Depuis plusieurs jours, un vaste mouvement de mobilisation a vu le jour après l’avis favorable et la validation accordés par le Conseil de la concurrence, ouvrant la voie à ce changement. Une orientation catégoriquement rejetée par la grande majorité des pharmaciens, à l’exception de quelques rares voix discordantes qui y voient, au contraire, une opportunité.
Dans l’ensemble, les pharmaciens revendiquent une conception noble de leur activité. Beaucoup considèrent leur métier comme une profession de santé avant tout, proche de celle du médecin. L’arrivée de capitaux étrangers à leur domaine est ainsi perçue comme une intrusion dans leurs officines, risquant de transformer leur vocation en une activité strictement mercantile, éloignée de l’esprit du serment et de la déontologie qui encadrent leur profession.
Pour l’heure, une chose est certaine : les syndicats de pharmaciens, avec à leur tête la Fédération nationale de la profession, se préparent à un long bras de fer avec les pouvoirs publics afin d’obtenir l’abrogation du texte à l’origine de cette controverse.
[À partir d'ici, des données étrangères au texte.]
Issue #2777, opened 2026-08-08
abi(riscv): only lp64 exists, so mach-compiled riscv64 code is ABI-incompatible with the platform default lp64d


octalide:
## What

`abi.mach` declares exactly one RISC-V ABI, `ABI_LP64`, and `abi/lp64.mach` is its only implementation. The RISC-V psABI defines a family, and the member we implement is the one almost nobody runs.

| ABI | float args | notes |
|---|---|---|
| `lp64` | integer registers | soft float, what mach implements today |
| `lp64f` | `fa0`-`fa7`, single precision | requires F |
| **`lp64d`** | `fa0`-`fa7`, single and double | requires D, **the default on riscv64 Linux** |
| `lp64q` | as above plus quad | requires Q, rare |
| `lp64e` | integer registers, 16-register RV64E | embedded |

**The consequence is interop, not preference.** `riscv64-linux-gnu` distributions build on `lp64d`. A mach-compiled riscv64 object passes a `double` in `a0` while every system library expects it in `fa0`, so linking mach code against any C library on a real riscv64 Linux system produces silently wrong arguments rather than a link error. We have not noticed because the riscv64 leg runs under qemu-user against our own code and links nothing foreign.

It also explains why #2771 exists at all. Variadic float and double arguments reading as zero is an `lp64` float-in-integer-register question, and the whole class is under-exercised because we only implement the variant our own tests use.

Note `#2771` should be fixed on its own terms first: `lp64` is a legitimate ABI and must be correct even once its siblings exist.

## Fix

`AbiVTable` is already the registration seam - `abi.register(reg, ?lp64_vtable)` with an `ABI_*` id, a name and an `isa.ARCH_*`. The axis is real and already has three members across two other architectures, so adding RISC-V variants should be a drop-in rather than a layer change. Design it so that it is.

What each variant actually changes is narrow and worth stating rather than discovering: which register bank a float argument lands in, the variadic rule (**variadic floats pass as if integer even under `lp64d`**, which is a rule people get wrong and #2771 sits next to), the return-value bank, and for `lp64e` the register count.

**The ABI must be checkable against the ISA extensions.** `lp64d` on a target without D is not a configuration, it is an error, and it should be refused when the target is resolved rather than producing code that cannot execute. That implies extension selection is part of this, not separate: today `riscv64` is a single opaque arch with `has_v128 = false` and no way to say which of IMAFDCV is present.

[...]

Issue #2771, opened 2026-08-08
abi: riscv64 variadic float/double arguments read as 0


octalide:
Related to #2741.

## Repro

On `int/surface/c-variadic` (briar-systems/mach), the case is currently `exempt: linux-riscv64`, historically because its `[step.probe]` shelled out to the runner's bare `cc`, which produces an x86-64 object no riscv64 link can consume. Fixing that (see #2741 - route the step through `int/lib/cc.sh`, which cross-compiles with `clang -target riscv64-linux-gnu -mno-relax -fno-asynchronous-unwind-tables -fno-unwind-tables -fno-jump-tables -c`) lets the case build and link cleanly for `linux-riscv64` for the first time. It then runs under `qemu-riscv64` without crashing, but prints wrong values:

```
bash int/run.sh --target linux-riscv64 ./m
```
(`linux-riscv64`'s targets.conf run-mode is already `qemu`, no override needed.)

## Expected

`expect.txt`:
```
none=0
mixed n=3 7 8 2500
ptr n=1 4242
floats n=8 1000 4000 8000
pair n=1 309
wide n=1 1234
```

## Actual

```
none=0
mixed n=3 7 8 0
ptr n=1 4242
floats n=8 0 0 0
pair n=1 309
wide n=1 1234
```

Every fixed-register argument (the `n=` counts, `ptr`, `pair`, `wide`) is correct. Every VARIADIC float/double argument reads as exactly 0 - not garbage, not a reordered value, zero - while the surrounding fixed and pointer variadic arguments in the same calls are right. That pattern points at mach reading the variadic float from the wrong location rather than a general variadic-passing bug: RISC-V's lp64 calling convention passes a NAMED floating argument in FA0-FA7, but a VARIADIC one takes the integer/stack path per the ABI's variadic rule, the same shape of divergence this case already exists to catch on Apple arm64 (#2575) and narrow-stack-args catches on Apple arm64's stack tail (#2598). If mach's riscv64 lowering still expects a variadic float in FA0-FA7 regardless of the callee's own variadic-ness, it would read an uninitialized/zeroed FP register - consistent with what's observed.

linux, linux-arm64, darwin-x86_64 (SysV/AAPCS64 variadic rules) all pass this same case already, so this looks specific to the RISC-V lp64 variadic-float rule, not a general variadic-lowering defect.

## Environment

- affected triple: riscv64-linux (lp64 ABI)
[...]

PR #2784, opened 2026-08-08
fix(abi): place a riscv64 variadic float in the integer bank

### LINKED ISSUE #2818: codegen: read the machine word from MachineModel in the shared backend, and gate float ops out of width splitting
Part of #2778.

The shared backend carries widths that are hardcoded to 8 (or derived from a 64-bit assumption) where they should be read from `MachineModel`. Every one of them is invisible today because a hardcoded 8 that happens to be right cannot be caught, and every one becomes a wrong answer on a 32-bit register file.

**This is worth doing whether or not RV32 ever lands.** One defect of exactly this class has already shipped and been fixed (#2777: `capture_slot_reg` took a move width from the machine word rather than the value, emitting `fmv.d.x` where `fmv.w.x` was required, so RISC-V's NaN-boxing rule turned every soft-float `f32` into `NaN` — a silent miscompile, not a diagnostic). The list below was found by the same audit and is the rest of it.

Doing this first also shrinks #2778(b) to genuine target work rather than a target change tangled with a width audit.

### The width-from-the-word sites

Each of these needs its width from the model rather than a literal:

- `context.stack_slot_bytes` — outgoing stack argument granularity, hardwired 8. Should be the machine word.
- `abi.stack_arg_align` — passes a by-reference pointer as 8 bytes and clamps alignment up to 8.
- two `round_up_i64(stack_off, 8)` sites in the signature walk — the outgoing stack cursor rounds to 8.
- `context.chunk` — the aggregate-copy walk tests `remaining >= 8` and emits an 8-byte move, which on a 4-byte-word machine emits a move the target cannot make.
- the spill-slot alignment literal at `context.mach:1271`.
- riscv64's prologue/epilogue frame geometry — 9 literal-8 sites, none read from the model.

The right shape is the one #2777 established: read the width from `MachineModel` at the single place that owns the question, rather than passing a width down or adding a per-target branch. Where two halves of one policy exist (a placement side and a capture side), make them read the same authority — that asymmetry is what produced the `NaN` bug.

### The float-bank gate in `legalize` (the sharp one)

`legalize.instr_needs_legalize` excludes only vector ops from width splitting. It does not exclude **float** ops. So at `lane_width` 4, an `f64` register copy is a plain `MIR_MOV` that would be split into two 4-byte **integer** lane moves.

That is a **silent miscompile, not a diagnostic** — the same shape as the `NaN` bug, and it fires the moment any target sets a 4-byte word. It should be fixed on its own merits and pinned by a test, independently of whether RV32 exists.

Good news for sizing, confirmed while auditing: `legalize` is already width-generic rather than mos6502-hardcoded, and its own tests already exercise `lane_width` 4 against 8. So the splitting machinery is reusable and this is a gate, not a rewrite.

## Acceptance

- every site above reads its width from `MachineModel`, with no literal 8 standing in for the machine word in shared backend code
- the `legalize` float-bank gate lands with a test that fails if a float op is admitted to integer lane splitting at `lane_width` 4
- where a placement side and a capture side both exist, they read one authority, and a test pins that they agree
- x86-64, aarch64 and riscv64 output byte-identical (these are all no-op substitutions on a 64-bit word), or any change justified explicitly
- `mach test .` green, `int` green on linux, linux-arm64 and linux-riscv64, self-host fixpoint holds

## Notes for whoever takes this

- Not blocked by anything. It is a prerequisite for #2778(b) (`ARCH_RISCV32` + the `ilp32` family + encoder forks + frame geometry) but lands and ships on its own.
- #2778(c) — 64-bit div/rem on a 32-bit register file — is the genuinely new work: `legalize` refuses wide DIV/REM outright and there is no libcall path anywhere in `be/`. Keep it out of this issue and out of (b).
- The `ilp32` ABI family is already fully described by the `RiscvAbi` contract landed in #2777 and held by a test that builds an `ilp32d` descriptor and asserts the classifier reads XLEN rather than a constant. (b) does not need to design it, only to register it against a real `ARCH_RISCV32`.

octalide:
Closes #2818.

Twelve width decisions in shared backend code answered "how wide is the machine word" with a literal `8`, plus the `legalize` float-bank gate. Each site now reads `MachineModel`, and the judgement of **which quantity each literal was actually answering** is recorded at the site, because they are not all the same question.

## The motivation, in the codebase's own words

`src/lang/target/abi/riscv.mach:24` already documents the fact: *"slot granularity. 64 across the lp64 family, 32 across ilp32"*, and `:211` says *"XLEN in bytes (8 for lp64\*, 4 for ilp32\*)"*.

The ABI layer has written it down. The shared lowerer never asked it. That is the whole defect: a second copy of one decision, with the correct copy already present, agreeing by accident because every target mach ships today makes both eight. Credit to `rv32` for finding it while sweeping for RV32 blockers.

**To be plain about risk: none of this miscompiles a shipped target.** Every literal is correct today. What makes it the highest-value item in that sweep is the failure mode when it stops being correct: a program that compiles, links, runs, and passes wrong arguments across a foreign boundary, certified green by a test that shares the assumption.

## The 12 sites, and what each was really asking

Taxonomy: **(a)** the machine word / slot granularity, **(b)** the pointer width, **(c)** the value's own width.

### `be/codegen/mir/context.mach`

| # | Site | Was asking | Now reads |
|---|---|---|---|
| 1 | `stack_slot_bytes` size round-up and its `size == 0` default | (a) | `gpr_width` |
| 2 | `copy_chunk_width` ladder cap | (a) | `gpr_width` |
| 3 | `add_spill_slot` size padding | (a) | `gpr_width` |
| 4 | `add_spill_slot` slot alignment | (a) | `gpr_width` |
| 5 | `add_spill_slot_aligned` size padding | (a) | `gpr_width` |

Site 2's reason is sharper than "granularity" and worth stating: the chunk travels through a **scratch GP register**, load into it and store out of it, so the widest chunk the walk can move is the widest value that register holds. A 4-byte-word machine was being asked for a move it has no register for.

Site 5 is the clean illustration that these are separable: its **alignment** stays the caller's, question (c), while only its **padding** is the machine's. That asymmetry is correct and now documented.

### `be/codegen/mir/abi.mach`

| # | Site | Was asking | Now reads |
|---|---|---|---|
| 6 | `stack_arg_align`, `CLASS_STACK_BYREF` | **(b)** | `pointer_width` |
| 7 | `stack_arg_align`, `CLASS_VEC_STACK_BYREF` | **(b)** | `pointer_width` |
| 8 | `stack_arg_align`, `if (align < 8) ret 8` | (a) | `gpr_width` |
| 9 | fixed-parameter split-chunk cursor `round_up_i64(stack_off, 8)` | (a) | `gpr_width` |
| 10 | variadic-tail split-chunk cursor `round_up_i64(stack_off, 8)` | (a) | `gpr_width` |

**Sites 6-8 are the taxonomy in miniature: one function, one literal, two different questions.** The by-reference clauses align a *pointer* — the doc comment said so all along, "holds only an eight-byte pointer" — while the floor three lines below is the *outgoing-slot granularity*. Substituting one authority into both would have been the same defect wearing a fix's clothes.

Sites 9 and 10 now round to the same word `stack_slot_bytes` sizes each chunk to, so the cursor a caller aligns and the footprint it then advances by cannot disagree. That asymmetry is what produced #2777.

### `be/codegen/regalloc.mach`

| # | Site | Was asking | Now reads |
|---|---|---|---|
| 11 | `class_width`, GP arm | (a), as the spill-move width | `ctx.spill_width` |
| 12 | `spill_slot_align`, non-vector arm | (a) | `ctx.spill_width` |

These were **already inconsistent on a shipped target before this PR**. `regalloc.mach:537` sets `ctx.spill_width = tgt.model.spill_width` and the spill store/reload MOVs use it correctly, so on mos6502 (`spill_width` 1) every GP slot reserved eight bytes for a move that writes one. A parameterised fact and an unparameterised one, four lines apart, disagreeing.

### The `legalize` float gate

`instr_needs_legalize` excluded only **vector** ops from width splitting, never **float** ones. At `lane_width` 4 an `f64` register copy is a plain `MIR_MOV` of width 8, split into two 4-byte **integer** lane moves between GP-class lane vregs — so the value leaves the float bank entirely and the reassembled halves are not the float. Silent miscompile, and the exact mirror of #2777.

The gate is now the register **bank** (`instr_rides_fp_bank`), which strictly subsumes the vector flag, since a vector vreg is FP-class too. `mir.vreg_is_fp` is the same authority instruction selection already reads to identify a float register copy.

The **lane planner** now reads the same gate, so a plan cannot describe a split the rewriter never performs — the placement/capture symmetry the issue asked for.

A target with **no** float bank is unaffected: mos6502 declares one register class, a soft-float value rides GP vregs, and it splits exactly as before. That is why mos6502 can have floats at all, and it is asserted as a control.

## Sites that look like the machine word and are NOT

More valuable than the list above, because this is the part a future reader gets wrong. **None of these were changed.**

| Site | What the `8` (or `16`) actually is | Why substituting the word would be wrong |
|---|---|---|
| `riscv64/encode.mach` `save_callee_fp`, width 8 per callee-saved f register | **float register width** (FLEN/8) | Stays 8 under RV32D, becomes 4 under RV32F. Tracks FLEN, never XLEN. |
| `riscv64/encode.mach` `frame_total` `align16` | **`model.stack_align`** | 16 under both lp64 and ilp32d. Never the word. |
| `regalloc.mach` `class_width`, non-GP arm, 16 | **vector register width** (`vector_bits / 8`) | A third quantity again. Left literal, documented, and flagged as needing its own change with its own byte-movement check. |
| `abi/riscv.mach:550-560` `callee_saved_v` size 8 | **float register width** | rv32's finding, same class as `save_callee_fp`. Not touched — that file is owned by other agents. |

## What is deliberately NOT in this PR

**The riscv64 prologue/epilogue frame geometry (9 sites).** Two reasons, and the first is the better one:

1. Several of those `8`s are not the machine word at all (see the table above). Substituting `gpr_width` into `save_callee_fp` or `align16` would create a **new** instance of the defect this PR closes, while looking like the fix.
2. For the ones that genuinely are the word, a model read there does not produce a working RV32 encoder anyway: `emit_mem_access` at width 8 selects `sd`, which RV32 has no form for. The encoder fork has to land with it.

Handed to `rv32` on `feat/2778-riscv32` with the per-site judgement, which is worth more to it than the substitution.

**`target/abi.mach:713-716` and `:743`** (`piece_for_reg` / `make_slot` chunking a two-register aggregate at the word). Correctly identified as (a), and the prose at `:704-707` states the assumption out loud. Left out because `make_slot` is a pure constructor with no model in scope, so parameterising it means threading a word through **109 call sites across 9 files**, six of them convention classifiers including `abi/riscv.mach`, which two other agents are inside right now. That is a collision, not a hard problem. Filed separately.

### The tests fail against the unpatched compiler

Not "a test exists" — each one was run both ways. `int/` is frozen, so all coverage is in `mach test .`.

**Float gate.** Reverting only the `mir.vreg_is_fp` clause reproduces the pre-fix gate:

```
=== unpatched gate ===
  FAIL  mach.lang.be.codegen.legalize:a_float_is_not_split_into_integer_lanes  (exit 1)
0 passed, 1 failed, 1 total

=== patched gate ===
mach.lang.be.codegen.legalize     1 ok    334us
1 passed, 0 failed, 1 total
```

The test asserts **inertness** for an `f64` `MIR_MOV` at `lane_width` 4, with two controls that are what make it mean anything: the identical function over **GP-class** vregs at the identical machine must still split into two lane moves, and the same function on a machine with **no float bank** must still split into eight byte lanes. Without those, inertness would prove only that the fixture legalizes nothing.

**Machine word.** Pinning `gpr_width` and `pointer_width` back to the literal `8` and rebuilding:

```
=== literal-8 build ===
  mach.lang.be.codegen.mir.context.stack_slot_bytes                        (exit 1)
  mach.lang.be.codegen.mir.context.copy_chunk_width                        (exit 1)
  mach.lang.be.codegen.mir.abi:stack_slot_granularity_is_the_machine_word  (exit 1)
0 passed, 3 failed

=== model-read build ===
mach.lang.be.codegen.mir.context.stack_slot_bytes                          1 ok
mach.lang.be.codegen.mir.context.copy_chunk_width                          1 ok
mach.lang.be.codegen.mir.abi:stack_slot_granularity_is_the_machine_word    1 ok
3 passed, 0 failed
```

### The word and the value width genuinely differ

**mach ships no target where they differ, so this is constructed, and the PR says so rather than claiming coverage it does not have.** Each test asserts against synthetic `MachineModel`s:

- `stack_slot_bytes` and `copy_chunk_width` at words **8, 4 and 1**. A 4-byte-word machine must never be handed the 8-byte move it has no register for, which is the assertion a hardcoded ladder cannot pass.
- `stack_slot_granularity_is_the_machine_word` additionally builds a model where the **word is 4 and the pointer is 2**. That is the only thing that can separate sites 6-8: a site reading `gpr_width` for the hidden pointer's alignment answers 4 and must answer 2. Without a model where they disagree, both readings pass.
- The placement side and footprint side are walked together over three arguments on the 4-byte-word machine, pinning that they agree.

### Byte identity

Compiler built before and after, each compiling the full mach project across three targets at both profiles:

```
linux-x86_64/debug:    223 files (222 objects) compared, 0 differ
linux-x86_64/release:  223 files (222 objects) compared, 0 differ
linux-arm64/debug:     223 files (222 objects) compared, 0 differ
linux-arm64/release:   223 files (222 objects) compared, 0 differ
linux-riscv64/debug:   223 files (222 objects) compared, 0 differ
linux-riscv64/release: 223 files (222 objects) compared, 0 differ
TOTAL: 1338 files, 1332 objects, 0 differing
```

### mos6502 DOES change, and correctly

The one place where the literal `8` was **not** a no-op, and it took a full run to find.

mos6502 has `gpr_width = 1`, so its outgoing stack arguments now pack tightly instead of each consuming an 8-byte slot that machine never had, and its GP spill slots reserve the one byte the spill move writes. Both sides of the compiler agree on the new layout, and it is verified **by executing the emitted bytes on the reference 6502 core**, not by reading them.

The only thing that broke was `driver/tests.mach`, which held `UT_MOS_ARG1 = 8` for the second parameter's offset — **the same defect one level up**, a test harness carrying its own copy of the compiler's constant and therefore agreeing with it by construction rather than checking it. It now derives the offset.

### `mach test .`

```
1339 passed, 0 failed, 1339 total
```

### `int`

Filtered to the ABI, float, aggregate and stack-argument cases, all three legs, both profiles. `--runmode qemu` for the non-native legs.

- `linux`: all passed
- `linux-arm64`: all passed
- `linux-riscv64`: all passed, including `2777-riscv-abi-lp64`, `lp64d` and `lp64f`

### Self-host fixpoint

Each stage built into a **freshly removed `out/`**:

```
stage2: cdef8e4ae4949be9  5877760 bytes
stage3: 53df5f42b8f498c3  6465968 bytes
stage4: 53df5f42b8f498c3  6465968 bytes
FIXPOINT: stage3 == stage4
stage2 != stage3 (expected: stage1 is the released 4.16.0, not this branch)
```

### DIFF
--- a/.github/workflows/ci.yml
+++ b/.github/workflows/ci.yml
@@ -318,6 +318,19 @@ jobs:
           sudo apt-get update
           sudo apt-get install -y qemu-user
 
+      # linux-riscv64 is the only leg whose runner is not its own ISA, so it is the
+      # only one that reaches int/lib/cc.sh's CROSS path in CI - and a cross build
+      # needs the target's libc headers as soon as a case's C probe includes one.
+      # c-variadic's does (#2771), and without these clang resolved the runner's own
+      # x86-64 /usr/include instead. keyed on the target rather than the runmode:
+      # this package is riscv64's, and a future qemu leg of another ISA needs its
+      # own, not this one. cc.sh names the same path in its --sysroot.
+      - name: install riscv64 cross libc headers
+        if: matrix.target == 'linux-riscv64'
+        run: |
+          sudo apt-get update
+          sudo apt-get install -y libc6-dev-riscv64-cross
+
       # the host-side validators the structural cases inspect artifacts with, all
       # reading the target artifact regardless of the runner's own ISA. debuginfo
       # (int/surface/debuginfo) verifies the emitted DWARF with llvm-dwarfdump and
--- a/int/lib/cc.sh
+++ b/int/lib/cc.sh
@@ -19,7 +19,9 @@
 # (native build, including every CI runner), and fall back to a cross-capable
 # `clang -target <triple>` only when it does not (a local cross-build). Either
 # path only ever needs to emit an object (`-c`) - mach does the link itself -
-# so `clang -target` needs no sysroot or cross-linker to be sufficient.
+# so the cross path needs no cross LINKER. It does need the target's libc
+# HEADERS the moment a probe includes one, which is what the riscv64 branch's
+# `--sysroot` supplies; see the triple table below.
 #
 # usage: cc.sh <compiler args...>  (same argv a bare `cc` would take)
 #
@@ -56,15 +58,27 @@ if [ "$(host_isa)" = "$MACH_TARGET_ISA" ] && [ "$(host_os)" = "$MACH_TARGET_OS" 
 fi
 
 # cross build: the host cannot produce this leg's ISA/OS natively, so route
-# through clang with an explicit target triple. compile-only (-c) needs no
-# sysroot or cross-linker for any of these, verified against every
-# targets.conf leg (mach#2741) - only a case that asked cc.sh to LINK a full
-# binary would need one, and none does today.
+# through clang with an explicit target triple.
+#
+# COMPILE-ONLY NEEDS NO CROSS LINKER. It DOES need the target's libc headers as
+# soon as a probe includes one, and this file used to claim otherwise - "needs no
+# sysroot or cross-linker for any of these, verified against every targets.conf
+# leg (mach#2741)". That claim was verified against a set that could not disprove
+# it: `c-variadic` was exempt on linux-riscv64, so no probe that cross-built here
+# had ever included a libc header. Un-exempting it (mach#2771) reached the case
+# that falsifies it, and clang resolved the HOST's /usr/include/stdint.h while
+# targeting riscv64 - failing inside it on a file no case mentions
+# ("bits/libc-header-start.h file not found", a multiarch host's glibc looking for
+# its own arch subdirectory). Silently succeeding would have been worse: an object
+# compiled against the wrong architecture's libc headers, which is the same class
+# of quiet divergence mach#2741 named. So the riscv64 branch names a sysroot, and
+# no branch pretends the headers are free.
 #
 # extend this table exactly when targets.conf gains a leg (same axis
 # check-target-matrix.sh already enforces one block per [target.*] on).
 triple=
 extra=
+sysroot_arg=
 case "$MACH_TARGET_OS-$MACH_TARGET_ISA" in
     linux-x86_64)    triple=x86_64-linux-gnu ;;
     linux-aarch64)   triple=aarch64-linux-gnu ;;
@@ -105,9 +119,27 @@ case "$MACH_TARGET_OS-$MACH_TARGET_ISA" in
     #                                  hits the exact same ADD32/SUB32 pairing.
     # suppressing emission at the compiler is the fix, not teaching mach's reader
     # relocation arithmetic it will never otherwise need (mach#2741).
+    #
+    # ...and a SYSROOT, because this is the one leg CI cross-builds: linux-riscv64
+    # is the only targets.conf row whose runner is not its own ISA, so it is the
+    # only leg whose probes need target libc headers in CI. `--sysroot` alone is
+    # sufficient and is what makes the resolution honest - clang finds
+    # <sysroot>/include and stops searching the host's /usr/include, so a probe
+    # either compiles against riscv64's own headers or fails naming the one it
+    # wanted. The path is where Ubuntu's `libc6-dev-riscv64-cross` installs, which
+    # ci.yml installs on this leg; MACH_RISCV64_SYSROOT overrides it for a host
+    # that keeps its cross headers elsewhere. Absent, the build stops here naming
+    # the package rather than falling back to the host's headers, which is exactly
+    # the silent wrong-headers outcome this exists to prevent.
     linux-riscv64)
         triple=riscv64-linux-gnu
+        sysroot=${MACH_RISCV64_SYSROOT:-/usr/riscv64-linux-gnu}
+        if [ ! -d "$sysroot/include" ]; then
+            echo "cc.sh: cross-building linux-riscv64 needs riscv64 libc headers, and none are at '$sysroot/include' - install Ubuntu's libc6-dev-riscv64-cross (or your distro's riscv64-linux-gnu glibc headers) and point MACH_RISCV64_SYSROOT at it if it lands elsewhere. compiling against the host's headers instead would emit an object built to the wrong architecture's libc (mach#2741, mach#2771)" >&2
+            exit 1
+        fi
         extra="-march=rv64gc -mabi=lp64d -mno-relax -fno-asynchronous-unwind-tables -fno-unwind-tables -fno-jump-tables"
+        sysroot_arg=$sysroot
         ;;
     windows-x86_64)  triple=x86_64-pc-windows-msvc ;;
     darwin-x86_64)   triple=x86_64-apple-darwin ;;
@@ -125,8 +157,10 @@ fi
 
 # $extra is deliberately unquoted: it is always either empty or a fixed set of
 # single-word flags built above, never user input, so word-splitting it here is
-# the intended expansion, not a quoting bug.
-clang -target "$triple" $extra "$@" || exit $?
+# the intended expansion, not a quoting bug. the sysroot is the opposite - it can
+# come from MACH_RISCV64_SYSROOT - so it rides its own quoted expansion, present
+# only for a branch that set one.
+clang -target "$triple" ${sysroot_arg:+--sysroot="$sysroot_arg"} $extra "$@" || exit $?
 
 # the -mabi/-march pin above is a REQUEST, and a toolchain that does not honour it
 # fails silently in the direction that looks like a mach bug: a soft-float probe
--- a/int/surface/c-variadic/case.conf
+++ b/int/surface/c-variadic/case.conf
@@ -10,12 +10,11 @@
 # compile the probe object through int/lib/cc.sh when the runner's own `cc` can't
 # target the leg (mach#2741), and both match the golden.
 #
-# exempt linux-riscv64: builds and runs cleanly through the same cc.sh path, but
-# every variadic float/double argument comes back as 0 - a real mach bug in
-# riscv64's lp64 variadic-float lowering, exactly the class of divergence this
-# case exists to catch, newly reachable now that cc.sh can cross-build the probe
-# for this leg at all. Tracked as #2771; re-enable once that lands rather than
-# reporting a wrong value as a pass.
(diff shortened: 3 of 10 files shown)


octalide:
Holding this merge, not because of anything wrong with the fix.

CI is green on this branch only because `d635afb7` re-exempted `surface/c-variadic` and `surface/narrow-stack-args` on `linux-riscv64` pending #2797. That was the right call to unblock CI, but it means the riscv64 legs are **skipped, not passing**.

#2771 is a riscv64-only defect. With those two cases exempt on that leg, nothing in the suite executes the variadic classifier fix on the only target it affects, so merging now would close the issue with zero executing coverage of its own fix. That is the failure shape this repo has been hit by repeatedly this week: green because the question was not asked.

Sequence instead:
1. #2797 lands (the linker collapsing nine pooled-constant `AUIPC`/`LO12` pairs onto one low-12 offset, which is what was actually failing these two cases).
2. The `exempt: linux-riscv64` lines come back off both cases.
3. This PR re-runs, and the riscv64 legs go green **by executing**.
4. Merge.

If step 3 shows the classifier fix is still needed, we will know it is real. If those cases pass on riscv64 without this PR once #2797 is fixed, then the variadic classifier change needs its own justification rather than inheriting one from a failure it did not cause.

octalide:
Rewritten and re-verified. The hold above is addressed on both counts.

- `surface/c-variadic` is **un-exempt on `linux-riscv64`** and the leg is green with it running, not skipped. `int linux-riscv64` passes in CI on this branch, and the full leg passes locally under qemu.
- `surface/narrow-stack-args` was already un-exempt on the leg (#2797 landed); it stays that way and passes.

The evidence the hold asked for is in the PR body: the case failing against a pre-fix compiler, the flat-zero symptom reproduced as a controlled experiment (lp64d 's `variadic_float_bits` set to its named `flen_bits` of 64), and the real values read back after.

Turning the case on also falsified a claim in `int/lib/cc.sh` about cross builds needing no sysroot; that is the second commit, and it is why `int linux-riscv64` needed a CI change rather than a re-exemption.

Cette mobilisation devra toutefois être accompagnée de mesures permettant d’éviter de se mettre à dos la population et de pénaliser les patients.
Plusieurs organisations professionnelles envisagent déjà des mouvements de grève à répétition, si nécessaire, pour obtenir l’annulation de cette mesure jugée impopulaire. Les pharmaciens redoutent également que cette réforme n’entraîne, à terme, une hausse du coût du médicament, à contre-courant des promesses gouvernementales visant à en réduire les prix. Pour l’instant, le gouvernement demeure discret face à cette fronde inédite qui agite la profession.